Incremental costs directly attributable to the issue of new shares or options are shown in equity as a deduction, net of tax, from the proceeds.
u) Dividends
Provision is made for the amount of any dividend declared, being appropriately authorized and no longer at the discretion of the Company, on or before the end of the reporting period but not distributed at the end of the reporting period.
v) Earnings per share
(i) Basic earnings per share
Basic earnings per share is calculated by dividing:
Ý The profit attributable to owners of the Company
Ý By the weighted average number of equity shares outstanding during the financial year, adjusted for bonus elements in equity shares issued during the year
(ii) Diluted earnings per share
Diluted earnings per share adjusts the figures used in the determination of basic earnings per share to take into account:
Ý The after income tax effect of interest and other financing costs associated with dilutive potential equity shares, and
Ý The weighted average number of additional equity shares that would have been outstanding assuming the conversion of all dilutive potential equity shares.
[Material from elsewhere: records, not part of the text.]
PR #1155, opened 2024-08-07
src: patch-hub: Use new `patch-hub` implementation

davidbtadokoro:
[What]

Make `kw patch-hub` use the new `patch-hub` implementation, which is
being developed as a standalone sub-project of the KWorfkflow
organization [1]. The `patch-hub` executable is installed by running
`curl` to an endpoint to the latest release.

Also, add instructions to users on installing the new `patch-hub`
executable when running `setup.sh --install` fails to install the latest
release or when invoking `kw patch-hub` without having the executable
accessible in the system `PATH`.

Finally, make adaptations to the manpage.

[Why]

With the growth of the `patch-hub` implementation inside the `kworkflow`
project, it became increasingly apparent that it basically reached its
ceiling. More notably, these were the main issues we were facing:

  1. Even though we dedicated much time to parallelizing the fetching of
     the latest patchsets from target mailing lists, the performance was
     (being generous) unacceptable half of the time. This stemmed from
     the interpreted nature of `Bash`, which was aggravated by the
     gigantic number of context changes by the heavy use of `sed`,
     `grep`, and other building blocks for processing.
  2. `Dialog` is an excellent tool to bootstrap a TUI, but, on the other
     hand, its simplicity and "black-box essence" made it absurdly hard
     (practically impossible) to implement some of the not-so-complex
     TUI elements we needed.
  3. Difficulty in testing the TUI components, lowering the feature
     robustness and making it unreliable.

Although we felt that it reached its ceiling, we were nowhere close to
the functionalities and overall look and feel we aimed for. So,
I decided to completely redo the feature as a dedicated sub-project
using Rust. The new `patch-hub` is promising, as its current release
easily surpasses the old one in all the points mentioned above and
doesn't show signs that it will be so complex that we will hit another
ceiling in the future. Besides, it already progressed farther in terms
of functionalities with the action to reply a patchset with the
`Reviewed-by` tag.

[1]: https://github.com/kworkflow/patch-hub


rodrigosiqueira (changes requested):

rodrigosiqueira:
Change merged into the unstable branch! Thanks a lot.

PR #1158, opened 2024-08-15
Treat db returns

JGBSouza:
The return values in the database functions did not differentiate the errors between an empty argument and an execution error in the command execution, making it harder to deal with these errors properly. so i updated the values of the missing arguments to 61 # ENODATA. Also i took advantage of this commit to move the kw_db_test to the /tests/unit/lib directory wich i think that is the right one as the kw_db is also in the src/lib directory.


rodrigosiqueira:
Very nice changes! Changes merged into the unstable branch.

PR #1160, opened 2024-08-16
tests: unit: mail_test: rename mail_test to send_patch_test

JGBSouza:
The previous mail feature was renamed to `send_patch`, all files that refer to it should be renamed to, althought, this was not the case for it's file test, wich remain named as mail_test. In this sense, rename the file `mail_test` to `send_patch_test` in order to fix it.


rodrigosiqueira:

Issue #1165, opened 2024-12-12
Add fish support


superm1:
**Description:**

Currently there is bash completion support, but the shell I use (fish) doesn't seem to have support.  Would you consider adding it?

**Type:**

Enhancement

**Why:**

It's becoming a popular shell; particular for interactive use cases.  Some distros even install it by default (Like CachyOS).

PR #1166, opened 2024-12-17
Add fish support

superm1:
This reverts some of 8ea478a ("fish: Remove fish support") but fixes the unit tests and adds coverage for all remaining commands

Fixes: https://github.com/kworkflow/kworkflow/issues/1165

### DIFF
--- a/tests/unit/fish_completion_test.sh
+++ b/tests/unit/fish_completion_test.sh
@@ -1,0 +1,41 @@
+#!/bin/bash
+
+. ./tests/unit/utils.sh --source-only
+
+function suite()
+{
+  suite_addTest "testKwCompletion"
+}
+
+function getSortedCompletions()
+{
+  local env_path=".:/bin"
+  local env_fish_complete_path=""
+  local completion="./src/kw.fish"
+  local cmd=$1
+  local fish_cmd="set PATH $env_path;
+                    set fish_complete_path $env_fish_complete_path;
+                    source $completion;
+                    complete -C'$1 '"
+
+  fish -c "$fish_cmd" | awk '{print $1}' | sort
+}
+
+function testKwCompletion()
+{
+  local kw_options="init build b deploy d bd diff df ssh s self-update u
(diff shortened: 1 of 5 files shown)


tests/unit/fish_completion_test.sh
```diff
@@ -0,0 +1,41 @@
+#!/bin/bash
+
+. ./tests/unit/utils.sh --source-only
```
rodrigosiqueira, line 3: We have a helper for that, you can just use:

`include './tests/unit/utils.sh'`

superm1:
(Will close this and open a new one targeting correct branch)

tests/unit/fish_completion_test.sh
```diff
@@ -0,0 +1,41 @@
...
+
+function suite()
+{
+  suite_addTest "testKwCompletion"
```
rodrigosiqueira, line 7: Maybe use a more meaningful name for this test, for example: `testKwCompletionForFish`.

P.s.: I never used this suite_addTest, do we really need it here?

tests/unit/fish_completion_test.sh
```diff
@@ -0,0 +1,41 @@
...
+}
+
+function getSortedCompletions()
```
rodrigosiqueira, line 10: We use snake case in kw.

rodrigosiqueira (commented):
I just publish my review because I noticed that you close the PR when I was reviewing it.

superm1:
> I just publish my review because I noticed that you close the PR when I was reviewing it.

Oh sorry!

I figured I should target right branch before you got to it.  I'll adjust the feedback for the new branch too.

rodrigosiqueira:
> > I just publish my review because I noticed that you close the PR when I was reviewing it.
> 
> Oh sorry!
> 
> I figured I should target right branch before you got to it. I'll adjust the feedback for the new branch too.

np, I'll review the new PR after you update it.

Thanks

w) Non-current assets (or disposal groups) held for sale
Non-current assets (or disposal groups) are classified as held for sale if their carrying amount will be recovered principally through a sale transaction rather than through continuing use and a sale is considered highly probable. They are measured at the lower of their carrying amount and fair value less costs to sell, except for assets such as deferred tax assets, assets arising from employee benefits, financial assets and contractual rights under insurance contracts, which are specifically exempt from this requirement.
An impairment loss is recognised for any initial or subsequent write-down of the asset (or disposal group) to fair value less costs to sell. A gain is recognised for any subsequent increases in fair value less costs to sell of an asset (or disposal group), but not in excess of any cumulative impairment loss previously recognised. A gain or loss not previously recognised by the date of the sale of the non-current asset (or disposal group) is recognised at the date of de-recognition.
Non-current assets (including those that are part of a disposal group) are not depreciated or amortised while they are classified as held for sale. Interest and other expenses attributable to the liabilities of a disposal group classified as held for sale continue to be recognised.
Non-current assets classified as held for sale are presented separately from the other assets in the balance sheet.
x) Rounding of amounts
All amounts disclosed in the financial statements and notes have been rounded off to the nearest two decimal places of lakhs as per the requirement of Schedule III, unless otherwise stated.